Now: The Rest of the Genome
Over the summer, Sonja Prohaska decided to try an experiment. She would spend a day without ever saying the word “gene.” Dr. Prohaska is a bioinformatician at the University of Leipzig in Germany. In other words, she spends most of her time gathering, organizing and analyzing information about genes. “It was like having someone tie your hand behind your back,” she said.
But Dr. Prohaska decided this awkward experiment was worth the trouble, because new large-scale studies of DNA are causing her and many of her colleagues to rethink the very nature of genes. They no longer conceive of a typical gene as a single chunk of DNA encoding a single protein. “It cannot work that way,” Dr. Prohaska said. There are simply too many exceptions to the conventional rules for genes.
It turns out, for example, that several different proteins may be produced from a single stretch of DNA. Most of the molecules produced from DNA may not even be proteins, but another chemical known as RNA. The familiar double helix of DNA no longer has a monopoly on heredity. Other molecules clinging to DNA can produce striking differences between two organisms with the same genes. And those molecules can be inherited along with DNA.
The gene, in other words, is in an identity crisis.

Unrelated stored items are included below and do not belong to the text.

PR #1948, opened 2022-09-15
Add initial condition and defaults for ne256

brhillman:
Add initial condition and defaults for ne256 EAMxx configurations.


ndkeen (approved):
I tried a ne256 case using this default IC on cori-knl. Ran about 22 steps before i timed out as the IO is really slow with master now.

PR #1949, opened 2022-09-16
Minor bugfixes for solar insolation

brhillman:
Minor bugfixes for solar insolation inconsistencies with EAM/SCREAMv0. This includes an off-by-one bug in setting the time used by the orbital parameter routines, which expect time `calday` to be in day + fraction of day, where time 0Z on Jan 01 corresponds to `calday = 1.0` while our `ts.frac_of_year_in_days()` routine gives `0` on 0Z Jan 01. Also set orbital year to a constant value of 2010 for F2010 compsets. Before we let this be set by the simulation date, which meant by default we were setting the orbital year to be 0001 for F2010 cases. For real cases, we do probably want this to be set by the simulation timestamp, or else manually set to be consistent with the simulated year, but for cyclic forcing experiments we want to set orbital year to a constant. Also add output for `cosine_solar_zenith_angle`, and allow using reduced gpoint data with SCREAMv0 configurations for easier comparisons.

### DIFF
--- a/components/scream/src/physics/rrtmgp/atmosphere_radiation.cpp
+++ b/components/scream/src/physics/rrtmgp/atmosphere_radiation.cpp
@@ -144,6 +144,7 @@ void RRTMGPRadiation::set_grids(const std::shared_ptr<const GridsManager> grids_
   add_field<Computed>("sfc_flux_dif_vis", scalar2d_layout, Wm2, grid_name);
   add_field<Computed>("sfc_flux_sw_net" , scalar2d_layout, Wm2, grid_name);
   add_field<Computed>("sfc_flux_lw_dn"  , scalar2d_layout, Wm2, grid_name);
+  add_field<Computed>("cosine_solar_zenith_angle",scalar2d_layout,nondim,grid_name);
 }  // RRTMGPRadiation::set_grids
 
 size_t RRTMGPRadiation::requested_buffer_size_in_bytes() const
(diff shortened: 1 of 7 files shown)


brhillman:
Some analysis. Before this PR, the solar zenith angle would be slightly off at each timestep. Example, v0 vs v1 on the first timestep:
image
while after implementing this fix:
image
This leads to very small differences in globally-averaged solar insolation, but up to on the order of a W/m^2 locally:
image
These errors are reduced to a fraction of a W/m^2 with the bugfix:
image

components/scream/src/physics/rrtmgp/atmosphere_radiation.cpp
```diff
@@ -144,6 +144,7 @@ void RRTMGPRadiation::set_grids(const std::shared_ptr<const GridsManager> grids_
   add_field<Computed>("sfc_flux_dif_vis", scalar2d_layout, Wm2, grid_name);
   add_field<Computed>("sfc_flux_sw_net" , scalar2d_layout, Wm2, grid_name);
   add_field<Computed>("sfc_flux_lw_dn"  , scalar2d_layout, Wm2, grid_name);
+  add_field<Computed>("cosine_solar_zenith_angle",scalar2d_layout,nondim,grid_name);
```
AaronDonahue, line 147: Has this been added as a "computed" field for a reason?  Was it just to be able to see it as output in debugging?  If so, do we want to keep it like this or put it back in the mem buffer?

AaronDonahue (dismissed):
Looks good.  I had one question, it shouldn't hold up merging this though.  Although think it is not BFB so we shouldn't have automerge occur anyway.

components/scream/src/physics/rrtmgp/atmosphere_radiation.cpp
brhillman: I wanted to be able to output it. It's an output from EAM as well, so allows comparing with SCREAMv0/EAM. We probably won't regularly look at it, but it was pretty useful to have for this exercise. We can revert it back to a non-tracked field in the mem buffer if you think that's better. I don't think it will impact performance either way.

brhillman: Pushed a fix. I don't think it helps mem right now, but would if we were to use a unified buffer. No sense polluting the FM with fields we won't use anyways.

AaronDonahue (approved):

AaronDonahue:
This is expected as a non-BFB PR.  Looks like its passing everywhere else and is approved.  I'm going manually merge.

PR #1952, opened 2022-09-19
EAMxx: fix detection of CIME build in scorpio F90 interface

bartgol:
While removing some unused code I accidentally removed the scream config file inclusion, so the `SCREAM_CIME_BUILD` macro was not picked up.

### DIFF
--- a/components/scream/src/share/CMakeLists.txt
+++ b/components/scream/src/share/CMakeLists.txt
@@ -35,6 +35,14 @@ target_include_directories(scream_share PUBLIC ${SCREAM_SRC_DIR} ${SCREAM_BIN_DI
 target_link_libraries(scream_share PUBLIC ekat gptl)
 set_target_properties(scream_share PROPERTIES Fortran_MODULE_DIRECTORY ${SCREAM_F90_MODULES})
 target_compile_options(scream_share PUBLIC $<$<COMPILE_LANGUAGE:Fortran>:${SCREAM_Fortran_FLAGS}>)
+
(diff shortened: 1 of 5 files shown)


components/scream/src/share/CMakeLists.txt
```diff
@@ -35,6 +35,14 @@ target_include_directories(scream_share PUBLIC ${SCREAM_SRC_DIR} ${SCREAM_BIN_DI
 target_link_libraries(scream_share PUBLIC ekat gptl)
 set_target_properties(scream_share PROPERTIES Fortran_MODULE_DIRECTORY ${SCREAM_F90_MODULES})
 target_compile_options(scream_share PUBLIC $<$<COMPILE_LANGUAGE:Fortran>:${SCREAM_Fortran_FLAGS}>)
+
+# This used to be in `scream_config.h/scream_config.f`, but we did accidentally remove
+# the includes at least twice. To avoid this from happening again, we add this crucial
+# macro as a compile definition of the scream_share, which is linked to all other
+# scream libraries.
+if (SCREAM_CIME_BUILD)
+  target_compile_definitions (scream_share PUBLIC SCREAM_CIME_BUILD)
```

This crisis comes on the eve of the gene’s 100th birthday. The word was coined by the Danish geneticist Wilhelm Johanssen in 1909, to describe whatever it was that parents passed down to their offspring so that they developed the same traits. Johanssen, like other biologists of his generation, had no idea what that invisible factor was. But he thought it would be useful to have a way to describe it.
“The word ‘gene’ is completely free from any hypothesis,” Johanssen declared, calling it “a very applicable little word.”
Over the next six decades, scientists transformed that little word from an abstraction to concrete reality. They ran experiments on bread mold and bacteria, on fruit flies and corn. They discovered how to alter flowers and eyes and other traits by tinkering with molecules inside cells. They figured out that DNA was a pair of strands twisted around each other. And by the 1960s, they had a compelling definition of the gene.
A gene, they argued, was a specific stretch of DNA containing the instructions to make a protein molecule. To make a protein from a gene, a cell had to read it and build a single-stranded copy known as a transcript out of RNA. This RNA was then grabbed by a cluster of molecules called a ribosome, which used it as a template to build a protein.
A gene was also the fundamental unit of heredity. Every time a cell divided, it replicated its genes, and parents passed down some of their genes to their offspring. If you inherited red hair — or a predisposition for breast cancer — from your mother, chances were that you inherited a gene that helped produce that trait.
This definition of the gene worked spectacularly well — so well, in fact, that in 1968 the molecular biologist Gunther Stent declared that future generations of scientists would have to content themselves with “a few details to iron out.”
Stent and his contemporaries knew very well that some of those details were pretty important. They knew that genes could be shut off and switched on when proteins clamped onto nearby bits of DNA. They also knew that a few genes encoded RNA molecules that never became proteins. Instead, they had other jobs, like helping build proteins in the ribosome.
But these exceptions did not seem important enough to cause scientists to question their definitions. “The way biology works is different from mathematics,” said Mark Gerstein, a bioinformatician at Yale. “If you find one counterexample in mathematics, you go back and rethink the definitions. Biology is not like that. One or two counterexamples — people are willing to deal with that.”
More complications emerged in the 1980s and 1990s, though. Scientists discovered that when a cell produces an RNA transcript, it cuts out huge chunks and saves only a few small remnants. (The parts of DNA that the cell copies are called exons; the parts cast aside are introns.) Vast stretches of noncoding DNA also lie between these protein-coding regions. The 21,000 protein-coding genes in the human genome make up just 1.2 percent of that genome.
In 2000, an international team of scientists finished the first rough draft of that genome — all of the genetic material in a human cell. They identified the location of many of the protein-coding genes, but they left the other 98.8 percent of the human genome largely unexplored.
Since then, scientists have begun to wade into that genomic jungle, mapping it in fine detail.
This article has been revised to reflect the following correction:
Correction: November 13, 2008
An article on Tuesday about new genetic research and new ideas of what a gene is misstated the number of nucleotide bases, or “letters” of DNA, that would constitute 1 percent of the human genome. One percent would be 30 million bases, or “letters,” not 3 million.